Transcribe the listing below only from the line with "I don't have" up to and including the line with "Usually, when loading".

RECORDS section start

PR #2150, opened 2020-03-16
SWITCH: Use ScummVM file buffering instead of newlib's implementation

bgK:
Fixes #11384.

 I don't have a Switch, this is untested. Based on my experience with the 3DS, ScummVM's implementation of file buffering has better performance than newlib's when seeks are involved. The buffer size probably needs some tuning.


rsn8887:
I just tested this with The Dig and Blade Runner, it seems to work great already as-is. The buffer seems fine! Merging...

PR #2704, opened 2020-12-27
SCUMM: COMI: fix missing soundKludge call

AndywinXp:
This PR patches a script bug (or oversight?) which was of course also present in the original EXE: 
after greasing the cannonballs in the Plunder Town Theater, during the juggling show, the game cuts from room 18 (backstage) to room 19 (stage).

Usually, when loading a room, script 29 is in charge of switching the background music, based on which room we've just loaded.
Unfortunately, during this cutscene, script 29 is not executing, therefore the music is unchanged from room 18 to 19.
This creates a coherency issue between the current music (state 1277, which is a muffled version of the juggling theme, used in the backstage) and the drums fill played afterwards (sequence 2225, which is a continuation of the unmuffled juggling theme played on the stage).

This fix checks for this exact situation happening, and makes a call to the appropriate soundKludge operation, like script 29 would have done.

### DIFF
--- a/engines/scumm/script_v6.cpp
+++ b/engines/scumm/script_v6.cpp
@@ -736,6 +736,25 @@ void ScummEngine_v6::o6_startScript() {
 	script = pop();
 	flags = pop();
 
+	// WORKAROUND for a bug also present in the original EXE: After greasing (or oiling?)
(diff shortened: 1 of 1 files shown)


bluegr:
Thanks, merging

RECORDS section end

-- ANSWER SECTION --
 I don't have a Switch, this is untested. Based on my experience with the 3DS, ScummVM's implementation of file buffering has better performance than newlib's when seeks are involved. The buffer size probably needs some tuning.


rsn8887:
I just tested this with The Dig and Blade Runner, it seems to work great already as-is. The buffer seems fine! Merging...

PR #2704, opened 2020-12-27
SCUMM: COMI: fix missing soundKludge call

AndywinXp:
This PR patches a script bug (or oversight?) which was of course also present in the original EXE: 
after greasing the cannonballs in the Plunder Town Theater, during the juggling show, the game cuts from room 18 (backstage) to room 19 (stage).

Usually, when loading a room, script 29 is in charge of switching the background music, based on which room we've just loaded.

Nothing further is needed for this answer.